Поезд остановился, и Евтушенко спрыгнул.

– Здесь дороги расходятся навкрест, товарищ Кочубей, – сказал Евтушенко. – Вот видно отсюдова, с бугорка, – показал он пальцем.

С горки от станции по белому мокрому мартовскому снегу был виден ровный крест расходящихся дорог у опушки огромного хвойного леса, за которым белели башни монастырской колокольни, золотели купола. День был на редкость ясный. Первая солнечная теплота дня весеннего равноденствия. Было девятое марта.
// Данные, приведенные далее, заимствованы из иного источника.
PR #199, opened 2019-05-17
update vendor deps

xh3b4sd:


Gopkg.toml
```diff
@@ -91,8 +91,8 @@ required = [
   version = "kubernetes-1.13.2"
 
 [[constraint]]
-  branch = "master"
   name = "github.com/google/go-github"
+  version = "v25.0.4"
```
xh3b4sd: Only bumping the Github lib here as I need that in another scope of my stories.

PR #200, opened 2019-06-05
Fix minikube RBAC mode configuration instruction

sslavic:
Since minikube 26.0, kubeadm is the default bootstrapper for minikube, localkube has been deprecated.
README.md instruction how to start minikube with RBAC enabled was using localkube configuration style which is not compatible with kubeadm; it would cause minikube startup to hang.
This PR fixes the instruction how to start minikube with RBAC enabled to be compatible with kubeadm i.e. with recent minikube versions.

### DIFF
--- a/README.md
+++ b/README.md
@@ -52,7 +52,7 @@ for each operation mode:
 RBAC enabled before running e2e-harness:
 
 ```
-$ minikube start --extra-config=apiserver.Authorization.Mode=RBAC
+$ minikube start --extra-config=apiserver.authorization-mode=RBAC
 ```
 
 * Remote: as stated above e2e-harness uses [shipyard](https://github.com/giantswarm/shipyard)


MarcelMue (approved):
Fine with me and should work.
We are in the process of switching to KIND  (https://github.com/kubernetes-sigs/kind) so don't invest too much time into fixing this repo.

xh3b4sd:
More hand on our kind tooling would be appreciated. I think Ross is in the lead there right now.

rossf7 (approved):
If this works then let's do it. But yes IMO the sooner we complete the migration from `minikube` to `kind` the better.

@xh3b4sd @MarcelMue Yes I'd like to push `e2ectl` and `kind`. 

@sslavic There are a couple of small changes I could do with some help with. Is that OK?
 
I'll post in the main ticket https://github.com/giantswarm/giantswarm/issues/4606 in a bit.

sslavic:
Just for the context, I noticed this while debugging broken build https://github.com/giantswarm/chart-operator/pull/237

PR #203, opened 2019-06-27
drop vault teardown as it is not used anymore

xh3b4sd:


pkg/framework/helm.go
```diff
@@ -1,24 +0,0 @@
...
-
-import (
-	"log"
-	"os"
-	"os/exec"
-	"strings"
-)
-
-// HelmCmd executes a helm command.
-func HelmCmd(cmd string) error {
```
xh3b4sd: We finally also got rid of the `helm` "shell out".

pkg/framework/host.go
```diff
@@ -48,7 +47,6 @@ type Host struct {
 
 	clusterID       string
 	targetNamespace string
-	vaultToken      string
```
xh3b4sd: That was not used for anything anymore as well.

MarcelMue (approved):

PR #205, opened 2019-07-31
Update dependencies

sslavic:
Towards https://github.com/giantswarm/giantswarm/issues/4606

Among other things this updates helmclient dependency to benefit from changes done in https://github.com/giantswarm/helmclient/pull/112, timeout and selector improvements.

Current take for using KIND in e2e tests is to use e2ectl for cluster lifecycle, but still to use e2e-harness for running of the test itself. While iterating on this approach I've encountered same issue that e2e tests currently fail with, timeouts waiting for installed components (in my case tiller) to become ready. So I'm trying to use latest helmclient in e2e-harness first, and if issue doesn't go away even with these related latest improvements, will investigate deeper.


rossf7 (approved):
LGTM.

Good to get these updated but you can merge vendor PRs without approval. Just request a review and then merge.

Writing up https://github.com/giantswarm/giantswarm/issues/4919 as docs is top of my docs list and we need it for sig-releng onboarding.

PR #211, opened 2019-11-11
Add deprecation notice to README

rossf7:
Towards https://github.com/giantswarm/giantswarm/issues/7584

### DIFF
--- a/README.md
+++ b/README.md
@@ -2,6 +2,10 @@
 
 # e2e-harness
 
+**Deprecated** We are moving away from using e2e-harness in our e2e tests.
+We now provision KinD clusters instead of using minikube. This is done by [e2ectl](https://github.com/giantswarm/e2ectl).
+Shared setup logic for e2e tests is being moved to [e2esetup](https://github.com/giantswarm/e2esetup).
+
 Harness for custom kubernetes e2e testing.
 
 ## Getting Project


README.md
```diff
@@ -2,6 +2,10 @@
 
 # e2e-harness
 
+**Deprecated** We are moving away from using e2e-harness in our e2e tests.
+We now provision KinD clusters instead of using minikube. This is done by [e2ectl](https://github.com/giantswarm/e2ectl).
```
rossf7: @sslavic I know you're still working on KinD to use a Circle Orb. We can update this if things change.

sslavic: Yep, will remember to update it once reusable e2e-integration-test job is in architect-orb.

sslavic (approved):
LGTM

MarcelMue (approved):

README.md
rossf7: @sslavic Great, thx!

kopiczko: If we plan to use the orb long term what is the reason to not use kind binary directly?

rossf7: As long as we can still provide a config file to kind I'm fine with using the binary directly.

We use this currently for multi node clusters and we may need more settings in future. e.g extending the kubeadm config to enable feature gates. 

https://github.com/giantswarm/e2ectl/blob/451a0b4a6f6d020683bcc2999d79d85aa5e2ec1e/cmd/cluster/create/template.go

kopiczko: That doesn't seem to be a problem to me. Thanks for the heads up.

– Прямо в лес – дорога на монастырь. Женский монастырь, с монашками, – прибавил Евтушенко и улыбнулся. – Бандиты хоть в бога не верят, но этого монастыря боятся. Там у нас пушка мазепинская чи шведская имеется – камнем стреляет, – еще шире улыбнулся он. Теперь видно стало, какой он красавец, хоть и рябой. – В селе – наш отряд. Направо – дорога на Чарторыги, резиденция Тыдня, налево – на Шостку. Со стороны Чарторыгов их, должно, поднажал Тыдень: туда им ходу нет. Со стороны Шостки вчера отбили «москвичи». Сейчас получим донесение разведки.

Евтушенко вскочил на коня и ускакал.

Денис, объехав фронт своих построившихся всадников, объяснил суть предстоящей операции.

– Разрешите доложить, товарищ командир, – вернулся через минуту Евтушенко, – что Тыдня со стороны Чарторыгов не слыхать. Говорят, погнался за Артамоновым. Бандиты в лесу. Мой отряд находится с ними в перестрелке.

– Ну что ж, отправимся на место.

– Я полагаю гнать их лесом, а нам с вами выехать к открытой группе, где идет бой.

– Давай, – согласился Денис. – Один эскадрон пойдет в обход на Шостку. Тебе, Лобода, на Шостку. До моего распоряжения оставаться там. Перейти под командование местного отряда. Второй и третий эскадроны – у леса спешиться и прочистить лес насквозь. К вечеру быть в Ярославце. Четвертый эскадрон – за мной!

И Денис повернул за Евтушенко. Киёк следовал за ним.

Проезжая мимо монастыря, Денис увидел ту пушку, о которой говорил ему Евтушенко, – допотопную пушку петровских времен, взятую на шосткинском заводе, построенном еще Петром Первым. Денис подъехал к пушке.

– Вот она, наша Маша! – похвастался Евтушенко. – Увели у Тыдня. У него было две, одна осталась.

– А кто командир? – спросил Денис.

– Я, – небрежно отозвался маленький куценький человечек в подоткнутой шинели, сидевший на круглых тесаных камнях и жевавший краюху хлеба. Он подозрительно осматривал Дениса, одетого в немецкую шинель. – Ты что ж, артиллерист?

– Фелильвелькир царской службы, – приосанился командир. – Да вот и бонбы, – показал командир на круглые белые тесаные булыжники, на которых он сидел.

– Ну, давай, папаша, поддерживай! – пожал руку Денис.

– Расшляпаю как следовает! – крикнул ему вслед пушкарь.

Пока скакали вдоль леса на Чарторыги, Денис расспрашивал Евтушенко.

– Так Тыдень, по-твоему, человек стоящий?

– Лютый человек! – отвечал Евтушенко, тяжело при этом вздохнув. – Дошел до беды и сам не рад.

Невдалеке послышались отдельные выстрелы, затем – короткая пулеметная строчка.

– Расписываются в смерти. Здесь! Стой! – сказал Евтушенко и осадил лошадь.

Денис махнул рукой, и эскадрон, отставший на сотню шагов, остановился.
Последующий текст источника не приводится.